Now, reverse the order of those names, throw a pipe delimiter before each of them and join them into a single string, and you get:

    |Alpha|Epsilon|Kappa

... which is the value of the path column in the third record in the taxonomy-by-materialized-path displayed previously.

With correct data, a given hierarchy of data can therefore be represented either by a taxonomy-by-materialized-path or by a taxonomy-by-adjacent-list. This permits us to describe these two taxonomies as equivalent to each other.

Taxonomy Validation

Each Parse::Taxonomy subclass will have a constructor, new(), whose principal interface will take the name of a taxonomy file as an argument. We will call this interface the file interface to the constructor. The purpose of the constructor will be to determine whether the taxonomy file holds a valid taxonomy according to the description provided above. The arguments needed for such a constructor will be found in the documentation of the subclass.

The constructor of a Parse::Taxonomy subclass may, if desired, accept a different set of arguments. Suppose you have already read a CSV file and parsed it into one array reference holding its header row -- a list of its columns -- and a second array reference, this one being an array of arrays where each element holds the data in one record in the CSV file. You have the same components needed to validate the taxonomy that you would get by parsing the CSV file, so your subclass may implement a components interface as well as a file interface.

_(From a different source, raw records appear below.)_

PR #3090, opened 2019-06-20
Change product color or size when product is in the cart

### LINKED ISSUE #2346: Lack of possibility to change color or size, when product is in the Cart
## Current behavior
Lack of possibility to change color or size, when product is in the Cart

## Expected behavior
User should has possibility to change color or/and size, when product is in the Cart

1. Go to the Cart, when user has at least one product inside.
2. Click on Edit next to this product

andrzejewsky:
### Related issues
closes #2346 

Hello VS team!
I've been learning Vue.js recently and this PR is my very first contact of it (besides some small things). I introduced possibility to change the color or size of the product that is in the cart. I spent some time with acquainting of this product and how it works and... I hope i've done everything correctly because I had many doubts about API, what should I use etc. Please have look at it.

Cheers 🎉

### Screenshots
Screenshot 2019-06-20 at 22 12 37

- [x] Test version (https://test.storefrontcloud.io) 
- [ ] RC version (https://next.storefrontcloud.io)
- [ ] Stable version (https://demo.storefrontcloud.io)


filrak:
Hello! This is a long-requested feature, thanks for proposing it! I'm leaving the review to @patzick who has recently worked with cart module

pkarw:
Thanks! I like the implementation the only question is the UI - not sure about it probably needs to be redesigned - @alinadivante can you take a look and consult it with our UX team please?

core/modules/cart/store/actions.ts
```diff
@@ -295,7 +296,7 @@ const actions: ActionTree<CartState, RootState> = {
         continue
       }
       if (config.entities.optimize && config.entities.optimizeShoppingCart) {
-        product = omit(product, ['configurable_children', 'configurable_options', 'media_gallery', 'description', 'category', 'category_ids', 'product_links', 'stock', 'description'])
```
pkarw: This change will increase the size of the order json passed to server endpoint api/order/create. We should remove these properties in order/placeOrder action just before passing them to the server

core/modules/cart/store/actions.ts
```diff
@@ -387,6 +388,20 @@ const actions: ActionTree<CartState, RootState> = {
       return diffLog
     }
   },
+  updateVariant (context, { product, configuration }) {
```
pkarw: Rename it to “configureItem” to make it coherent with “addIten”, “renoveItem” and also with “product/configure” actiona

core/modules/cart/store/actions.ts
```diff
@@ -572,12 +587,14 @@ const actions: ActionTree<CartState, RootState> = {
...
 
     /** helper - sub method to react for the server response after the sync */
-    const _afterServerItemUpdated = async function ({ dispatch, commit }, event, clientItem = null) {
+    const _afterServerItemUpdated = async function ({ dispatch, commit }, event, clientItem = null, serverItem = null) {
       Logger.debug('Cart item server sync' + event, 'cart')()
       diffLog.serverResponses.push({ 'status': event.resultCode, 'sku': clientItem.sku, 'result': event })
       if (event.resultCode !== 200) {
         // TODO: add the strategy to configure behaviour if the product is (confirmed) out of the stock
-        if (clientItem.server_item_id) {
+        if (!serverItem) {
```
pkarw: I’m not sure why this line has been added? There is another place where removeItem is executed

pkarw: I mean line 610: when there is no serverItem, calling the “removeItem” which executed the recursive “sync” + “merge” is pointless and could cause some side effects. We should just remove the item client side as it’s done in 610 I belive. Please let me know if there is some other reason why it was done differently?

src/themes/default/components/core/blocks/Microcart/Product.vue
```diff
@@ -95,17 +128,28 @@ import config from 'config'
...
   components: {
     RemoveButton,
     BaseInputNumber,
-    ProductImage
+    ProductImage,
+    ColorSelector,
+    SizeSelector
+  },
+  mixins: [Product, ProductOption],
+  beforeMount () {
```
pkarw: Would be cool to remove the event bus call - probably it requires a change to GenericSelector to call some event instead - but probably we should just keep it as it is and have it in mind with Product page refactor @filrak and @patzick - #3093

core/modules/cart/store/actions.ts
andrzejewsky: Yeah, the reason why I added this line it's because it doesn't deleting the item - it's the case when product is "out of stock".

Considering following steps:
1. Add item to the cart (size:S, color: black)
2. Change size to XS (that size is out of stock)
3. You receive the notification from the server "out of stock" but the product is still in the cart

I've noticed, it wasn't deleted because we have _server_item_id_ set (mutation: CART_DEL_NON_CONFIRMED_ITEM)

src/themes/default/components/core/blocks/Microcart/Product.vue
andrzejewsky: Agree, but I think it's a separated task because would be nice to change it everywhere  _GenericSelector_ occurs and get rid of this event bus inside

core/modules/cart/store/actions.ts
pkarw: That's a good point! OK, so `removeItem` should be fine (as it won't sync when there is `server_item_id` set).

src/themes/default/components/core/blocks/Microcart/Product.vue
pkarw: OK

pkarw:
Thanks for the comments - could you update the code regarding the other comments posted?

andrzejewsky:
@pkarw Just posted everything (look at file diff tab, squashed commits to just one), this is how it looks now:

Screenshot 2019-06-22 at 17 46 01

pkarw:
Cool. Regarding the UX - our design team will probably propose something, But wouldn't it be cool to have the controls much smaller and put along side the selected options?

Color: Blue [ ] [ ] [ ] [x] [ ] -> so you can switch the color right next to the selected onel the controls should be in that case like 8px in height.

I think that it would be also cool to have this feature as an option (enabled by default in the `config.cart.productsAreReconfigurable`

core/modules/order/store/actions.ts
```diff
@@ -19,6 +20,7 @@ const actions: ActionTree<OrderState, RootState> = {
    * @param {Order} order order data to be send
    */
   async placeOrder ({ commit, getters, dispatch }, order: Order) {
+    order.products = order.products.map(product => omit(product, ['configurable_options', 'configurable_children'])) as Order['products']
```
pkarw: Please just add the check `if (config.entities.optimize && config.entities.optimizeShoppingCart) {`

andrzejewsky:
@pkarw Update:

Screenshot 2019-06-22 at 19 45 21

alinadivante:
Thank you for your suggestion @andrzejewsky  ! :)
I think that Size can be displayed as drop-down list, but I will consult UX solution with @StasiekDivante

StasiekDivante:
@alinadivante to be honest I don't think people will use color / size change at cart page that often so we shouldn't risk complicating UI for the sake of usability here. I would go with simple "Edit" option next to "remove"

alinadivante:
@StasiekDivante thanks for your feedback.
My question is: will **_Edit_** activate the possibility of changing both parameters? or how will it work?

StasiekDivante:
Sure, edit would activate possibility to edit both options, it would look something like this:

Screenshot 2019-07-01 at 13 25 19

alinadivante:
@stasiekDivante interesting solution :)
what do you think @pkarw? In my opinion, it's fine!

pkarw:
Looks great! @andrzejewsky can you please change the UI regarding this design? Please do also resolve the conflicts in thie `core/pages/Product.js`

andrzejewsky:
@pkarw yeah, will be working on it this week.

pkarw:
Hi there! is it ready to be merged in? :)

andrzejewsky:
@pkarw not yet, I'm introducing these new changes, I'll finish tomorrow

andrzejewsky:
@pkarw Done, this is how it looks now:
Screenshot 2019-07-07 at 16 09 58
Screenshot 2019-07-07 at 16 10 07
demo

Please let me know before the merge, I'll squash commits to just one.

pkarw:
Looks great, thanks!

core/modules/cart/store/actions.ts
```diff
@@ -751,6 +769,15 @@ const actions: ActionTree<CartState, RootState> = {
   },
   toggleMicrocart ({ commit }) {
     commit(types.CART_TOGGLE_MICROCART)
+  },
```
pkarw: These methods are related to UI and therefore should be in the theme / Vuex store in the theme not in the core. Please move them there please

core/modules/cart/store/getters.ts
```diff
@@ -127,6 +127,15 @@ const getters: GetterTree<CartState, RootState> = {
...
       return itm.type_id === 'downloadable' || itm.type_id === 'virtual' // check for downloadable & virtual products
     })
+  },
+  isEditMode (state) {
+    return state.editMode !== null
+  },
+  editingProductId (state, getters) {
+    return getters.isEditMode && state.editMode.productId
+  },
+  selectedFilters (state, getters) {
```
pkarw: Should be moved to the theme

core/modules/cart/store/mutations.ts
```diff
@@ -86,6 +87,15 @@ const mutations: MutationTree<CartState> = {
...
     state.isMicrocartOpen = !state.isMicrocartOpen
+  },
+  [types.CART_OPEN_EDIT_MODE] (state, { productId, selectedOptions }) {
+    state.editMode = { productId, selectedOptions }
+  },
+  [types.CART_EDIT_MODE_SET_FILTERS] (state, { filterOptions }) {
+    state.editMode.selectedOptions[filterOptions.type] = filterOptions
+  },
+  [types.CART_CLOSE_EDIT_MODE] (state) {
+    state.editMode = null
```
pkarw: Should be moved to the theme

core/modules/cart/types/CartState.ts
```diff
@@ -10,5 +10,6 @@ export default interface CartState {
   cartItemsHash: string,
   cartServerLastSyncDate: number,
   cartServerLastTotalsSyncDate: number,
-  cartItems: any[]
+  cartItems: any[],
+  editMode: any
```
pkarw: Should be moved to the theme

core/modules/catalog/components/ProductOption.ts
```diff
@@ -0,0 +1,40 @@
...
+    }
+  },
+  methods: {
+    isOptionAvailable (option) { // check if the option is available
+      let currentConfig = Object.assign({}, this.configuration)
+      currentConfig[option.type] = option
+      return isOptionAvailableAsync(this.$store, { product: this.product, configuration: currentConfig })
+    }
+  }
+}
```
pkarw: @patzick it seems like a product page refactor as a side effect :)

andrzejewsky:
@pkarw done, but I'm not sure if registered module correctly. I was trying to extend the cart module but I've noticed that extendStore (found in docs) was removed, so used `registerModule` in `src/themes/default/index.js` maybe is there any other solution to extend vuex modules?

alinadivante:
@andrzejewsky it looks very nice!
But sometimes I get "{"code":500,"result":"Cart 617857 does not contain item 123798"}" when I update my product and I'm not sure why..
And what about bundle products? Don't we want to edit them from the cart? Only configurable products, right?

andrzejewsky:
@alinadivante yes, you can configure only the _configurable_ products. In terms of 500 error.. hmm looks weird, it's something like you haven't had cart synchronised with the backend yet, but you are changing variant - this is the first thing that came to my mind if i see the error message saying that your product isn't in the cart. I'll check that.

alinadivante:
I also have errors in the dev console on your branch @andrzejewsky 
 when I added group/bundle products
image

andrzejewsky:
@alinadivante ahhh yess.. because `productsAreReconfigurable` is the new property in he config file, so just add it in the `cart` section or just call:

`cp config/default.json config/local.json`

src/themes/default/index.js
```diff
@@ -17,6 +18,7 @@ function initTheme (app, router, store, config, ssrContext) {
   // You can do it on your own and then be able to customize the components used for example for German storeView checkout
   // To do so please execlude the desired storeView from the config.storeViews.mapStoreUrlsFor and map the urls by Your own like:
   // { name: 'de-checkout', path: '/checkout', component: CheckoutCustomized },
+  store.registerModule('themeCart', cartModule)
```
filrak: you can also just extend `ui-store` (use `extendModule` with module that has `ui` key)

andrzejewsky: @filrak Should I do this inside of `src/modules/ui-store` (like these comments says in this file)? In that case I'd have to import store configuration from `themes/default/store`, is that good idea? Or maybe should I create a new module (eg. `ui-store-cart`) with extending ui-store and move there all of store configuration that currently I have created in the `themes/default/store`?

andrzejewsky:
I've just made some changes (+ applied review) & editing mode for quantity as well, because when you are in the edit mode you shouldn't update anything until you click `update item` button for confirmation your changes. It solves also 500 errors @alinadivante and avoids the unnecessary requests.

pkarw:
Thanks! @andrzejewsky can you just please apply the changes suggested by @patzick ?

andrzejewsky:
Updated. I did some refactoring stuff, I moved options/filter logic to the helpers and tested it @patzick . Basically, we would be able to remove` ProductOptions.ts` and import just these helpers but.. maybe let's keep this for now... 
One more question... what about config option `productsAreReconfigurable` do we want to get rid of this? For now I just updated docs with information about this param.

alinadivante:
@andrzejewsky  In my humble opinion, there is one more thing to improve.
If I open the edit mode and change something, but I will use the "close" button instead of "Update item" and open the edit mode again, I see this new color / size.

image

I also noticed one problem ...
when I added products (as a logged in user) in the Chrome browser, then I opened Firefox browser and as a guest I added new products and after re-logging I saw that some products don't have editing options..
image

andrzejewsky:
@alinadivante I fixed this issue with current selected filters when you close edit mode and open it again.

The problem is with the second one... first of all if you don't see edit button it means that you don't have configuration options for that product (there is special condition for that).

Also, as I can see on your screenshot, the name of that product is weird. It says that there is no option besides **M** size and the **red** color: _Karissa V-Neck Tee-**M**-**Red**_. I don't even have that product in my catalog, I can find only `Karissa V-Neck Tee`.

So, it's maybe the last variant of that product? which is explainable why there are no configuration options and that means edit button shouldn't appear. @pkarw am I right? is that possible?

I'll try to reproduce that case (when there is just one option) later.

pkarw:
@andrzejewsky I think this is not the case - this product has more than 1 configurable_children for 99%

andrzejewsky:
so I'll try to find out why it happens, thanks @pkarw

alinadivante:
@andrzejewsky when I added this product (Karissa V-Neck Tee) there was Edit option.
It was only when I opened in the second browser and I logged in again, I didn't have edit option for this product.

alinadivante:
1. Log in to your account in VSF on one browser
2. Add few products
3. Open another browser
4. Add new product as guest
5. Log in to your account (wait for cart synchronised )

image

andrzejewsky:
@alinadivante this is exactly what I did and for me the edit option is always available, and displays immediately. I'll be working on it, maybe we have different configuration and i has some impact. Can you paste here (or somewhere else) your config `local.json`? I don't know if it will help me but I might try.

andrzejewsky:
It seems like it's a problem with synchronisation. I went thorough logic responsible for that and I came across for these lines:

https://github.com/DivanteLtd/vue-storefront/blob/6a9b581b145321eec4cc7921604703494433b3c1/core/modules/catalog/store/product/actions.ts#L414-L418

So when the product is simple, it removes the configuration options. @alinadivante sent me a cart state from vuex and it confirmed my thoughts - products that don't have edit options are marked as `simple`.

Screenshot 2019-07-11 at 13 45 08

I'm unable to reproduce it, looks like everything works for me but later I'll try to find out why some product are `simple` for her but not for me.

pkarw:
The problem is that with the `cart/sync` method we're adding the simple products to the shopping cart - Magento is providing us witt the `simple` products only (MH01-XL-Gray) for example  not MH01 (configurable) So this line:https://github.com/DivanteLtd/vue-storefront/blob/9b6368ccdc1f9e61c1e9f1349b5cb3e0bae991f7/core/modules/cart/store/actions.ts#L709 is adding the `simple` products to the cart.

There is no difference from the user point of view. But there is a huge difference from this feature point of view :)

The workaround - we would have to find the parent product in here: https://github.com/DivanteLtd/vue-storefront/blob/9b6368ccdc1f9e61c1e9f1349b5cb3e0bae991f7/core/modules/cart/store/actions.ts#L712 -> configure it ([configureProductAsync](https://github.com/DivanteLtd/vue-storefront/blob/9b6368ccdc1f9e61c1e9f1349b5cb3e0bae991f7/core/modules/catalog/helpers/index.ts#L482) and just after that add to the cart.

How to find the parent product? https://github.com/DivanteLtd/vue-storefront/blob/9b6368ccdc1f9e61c1e9f1349b5cb3e0bae991f7/core/modules/catalog/store/product/actions.ts#L195

I don't like this solution as it will add another network call to the cart sync :( So if we're to handle this case it must be optional (just in case of `config.cart.productsAreConfigurable = true`)

OK, there could be just one network call: instead of `product/single` we can use just the query above - modified to support kind of logick: `configurable_children.sku = <serverItem.sku> || sku = <serverItem.sku>`. The downside is that `product/single` is using cache so most of the times it doesn't run the network call at all.

But i can't find better option to handle this

pkarw:
Another option - optimization - is to add the `parentSku` field to the indexer: https://github.com/DivanteLtd/mage2vuestorefront/issues and https://github.com/DivanteLtd/magento2-vsbridge-indexer and https://github.com/DivanteLtd/magento1-vsbridge-indexer

But - we have also other indexers (different platforms) so we can't assume this field is always there. Please do support it with the 3rd option presented - and this optimization could be a option for development

StasiekDivante:
Hey @andrzejewsky could we add a small animation to transition between states? Right now it looks a bit rough when you go to (or exit) edit mode.

If you need I can create animation for you

andrzejewsky:
@StasiekDivante There is a small transition when you open and close edit mode.

> If you need I can create animation for you

yeah, if you have some ideas, feel free 😛

andrzejewsky:
@pkarw Ok I understand the problem, besically I have found exactly the same lines, but first of all, why I'm unable to achieve the same result as @alinadivante did? In my case I can't see any `simple` products, all of them are configurable even if I add product as a guest and then login and wait for the sync. I even have the same configuration file. Is there any reason?

pkarw:
You must have the cart saved on your magento2 account so you must create account (in vs) add products to cart logout then login back so the cart will be back synced with  Magento and products from magento cart restored to vs cart

andrzejewsky:
@pkarw this is exactly what I did, result the same - all of products always are configurable instead of `simple`. Tested with `test.storefrontcloud.io` as a backend, same with `demo.vuestorefront.io` even with `vue-storefront-api` locally. So if it works for you, maybe I made something wrong with my setup.

pkarw:
@alinadivante what do you think?

alinadivante:
@andrzejewsky add more configurable products (5-10), being logged in, and in the second browser window, as a guest, also add  about 5 products first, then log in.

I hope that with more products in the cart you will reproduce it! :)

andrzejewsky:
@pkarw Ok finally I've got the same result. So, I'll implement some workaround for simple products as well (based on your comments). Thanks to @alinadivante for sending me config files!

andrzejewsky:
Updated. I've made a little bit refactoring because of lack of possibility to fetch parent product when I have only simple one. As the result `catalog/store/product/actions.ts` is smaller, because I extracted some logic from `list` action to helpers. Now two new (reusable) functions are available:

`findProductsByQuery` - it was used in the `list` action for loading products in the catalog
`findConfigurableParent` - for loading parent product (+configured if configuration is passed)

`createProductListHelpers` - is just a extracted logic from `list` action

Now, editing mode works even with the simple products. When you click "Edit" the configurable parent will be loaded.

Also I covered the case when there are two products with the same `sku` - it's possible because in the edit mode you can configure the same filters as some product in the cart already has. In that case the next product with same `sku` will be deleted and the edited one will increase `quantity` by the `quantity` of deleted one.

pkarw:
Good job with the refactoring! @patzick just takie a look - product/list just got much much clear and it’s something that might be pretty useful for you for the Product.vue refactoring

core/modules/order/store/actions.ts
```diff
@@ -19,6 +20,9 @@ const actions: ActionTree<OrderState, RootState> = {
    * @param {Order} order order data to be send
    */
   async placeOrder ({ commit, getters, dispatch }, order: Order) {
+    if (config.entities.optimize && config.entities.optimizeShoppingCart) {
+      order.products = order.products.map(product => omit(product, ['configurable_options', 'configurable_children'])) as Order['products']
```
pkarw: Related to: https://github.com/DivanteLtd/vue-storefront/pull/3222

alinadivante:
Fixed :) 
image

CHANGELOG.md
```diff
@@ -72,6 +72,7 @@ and this project adheres to [Semantic Versioning](https://semver.org/spec/v2.0.0
 - Products column change functionality - @vishal-7037 (#3017)
 - New Module order-history this provides the pagination via lazy laod - @hackbard (#2810)
 - OrderNumber on ThankYouPage - @Flyingmana (#2743)
+- Added possibility to change color or size of the product that is already in the cart - @andrzejewsky (#2346)
```
patzick: this is PR to develop, so to newest version. You added it to 1.10 which was already released.
Please change it to 1.11 and read about [Releasing cycle](https://docs.vuestorefront.io/guide/basics/release-cycle.html)

core/modules/catalog/helpers/search.ts
```diff
@@ -0,0 +1,129 @@
...
+          configurableChild[opt.attribute_code] = opt.value
+        }
+      }
+    }
+  }
+
+  return product
+}
+
+const configureTaxes = (context, { resp, isCacheable, cacheByKey }) => {
```
patzick: basically if helper needs a vuex context, then it should be an action not helper. Otherwise helpers instead of helping they are distracting vuex logic to parts.
Helpers should do computations etc. - take data and return result, which is also easy to test by unit tests.
But vuex actions should be the ones, which are dispatching other actions.
Let me know if you understand this point of view - it is really important to have this understanding of helpers.
cc @pkarw @filrak @przspa @lukeromanowicz

core/modules/catalog/types/ProductConfiguration.ts
```diff
@@ -0,0 +1,10 @@
+export interface Configuration {
```
patzick: i'd change it to ProductOption. Configuration is more reserved to application Configuration.

src/themes/default/store/cart/actions.ts
```diff
@@ -0,0 +1,35 @@
+import * as types from './mutation-types'
+import { findConfigurableParent } from '@vue-storefront/core/modules/catalog/helpers/search'
+import getCurrentConfigurationFromTotals from './helpers/getCurrentConfigurationFromTotals'
+
+const actions = {
+  configureProduct (context, { product }) {
+    return new Promise((resolve, reject) => {
```
patzick: please use async/await instead of Promise syntax

core/modules/catalog/helpers/search.ts
andrzejewsky: @patzick completely agree, basically I wanted to ask about this point just to clarify what helpers means in this project. My understanding was exactly like yours but I saw context-bound in the other helpers so I thought that sometimes you are using it in that way and that's allowed. Ok I'll try to refactor it as much as it is possible, because probably some of them would be useful later.

patzick: yes, we have that kind of helpers, but we're trying to refactor them in time with this conception. That's cool that you see this the same way. I agree that some of them are reusable, but only with logic part - with every dispatch there should be an action, which can also be reusable if is doing one specific thing at the time not set of things :)

andrzejewsky:
@patzick I applied your comments + refectored actions/helpers - everything that I could, was extracted to the helpers and one big `list` action was split to the smaller ones. I think some of them could be refactored even more + would be nice to have helpers tested, but I think maybe it's something for different taks because this feature becoming gradually more complex.

pkarw:
@patzick for me it's ready to be merged in :)
@andrzejewsky - great job

andrzejewsky:
Any update of that? Could it be merged? Because it's only waiting and I have to resolve conflict sometimes.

You should now proceed to read the documentation for Parse::Taxonomy::MaterializedPath and Parse::Taxonomy::AdjacentList.

BUGS

There are no bug reports outstanding on Parse::Taxonomy as of the most recent CPAN upload date of this distribution.

SUPPORT

Please report any bugs by mail to bug-Parse-Taxonomy@rt.cpan.org or through the web interface at http://rt.cpan.org.

AUTHOR

James E. Keenan (jkeenan@cpan.org). When sending correspondence, please include 'Parse::Taxonomy' or 'Parse-Taxonomy' in your subject line.

Creation date: May 24 2015. Last modification date: October 18 2015.

Development repository: https://github.com/jkeenan/parse-taxonomy

REFERENCES

DBIx-Class-MaterializedPath by Arthur Axel "fREW" Schmidt

DBIx-Tree-MaterializedPath by Larry Leszczynski

Trees in SQL: Nested Sets and Materialized Path by Vadim Tropashko

DBIx-Tree, now maintained by Ron Savage.

COPYRIGHT

Copyright (c) 2002-15 James E. Keenan. United States. All rights reserved. This is free software and may be distributed under the same terms as Perl itself.

DISCLAIMER OF WARRANTY

BECAUSE THIS SOFTWARE IS LICENSED FREE OF CHARGE, THERE IS NO WARRANTY FOR THE SOFTWARE, TO THE EXTENT PERMITTED BY APPLICABLE LAW. EXCEPT WHEN OTHERWISE STATED IN WRITING THE COPYRIGHT HOLDERS AND/OR OTHER PARTIES PROVIDE THE SOFTWARE ''AS IS'' WITHOUT WARRANTY OF ANY KIND, EITHER EXPRESSED OR IMPLIED, INCLUDING, BUT NOT LIMITED TO, THE IMPLIED WARRANTIES OF MERCHANTABILITY AND FITNESS FOR A PARTICULAR PURPOSE. THE ENTIRE RISK AS TO THE QUALITY AND PERFORMANCE OF THE SOFTWARE IS WITH YOU. SHOULD THE SOFTWARE PROVE DEFECTIVE, YOU ASSUME THE COST OF ALL NECESSARY SERVICING, REPAIR, OR CORRECTION.

IN NO EVENT UNLESS REQUIRED BY APPLICABLE LAW OR AGREED TO IN WRITING WILL ANY COPYRIGHT HOLDER, OR ANY OTHER PARTY WHO MAY MODIFY AND/OR REDISTRIBUTE THE SOFTWARE AS PERMITTED BY THE ABOVE LICENCE, BE LIABLE TO YOU FOR DAMAGES, INCLUDING ANY GENERAL, SPECIAL, INCIDENTAL, OR CONSEQUENTIAL DAMAGES ARISING OUT OF THE USE OR INABILITY TO USE THE SOFTWARE (INCLUDING BUT NOT LIMITED TO LOSS OF DATA OR DATA BEING RENDERED INACCURATE OR LOSSES SUSTAINED BY YOU OR THIRD PARTIES OR A FAILURE OF THE SOFTWARE TO OPERATE WITH ANY OTHER SOFTWARE), EVEN IF SUCH HOLDER OR OTHER PARTY HAS BEEN ADVISED OF THE POSSIBILITY OF SUCH DAMAGES.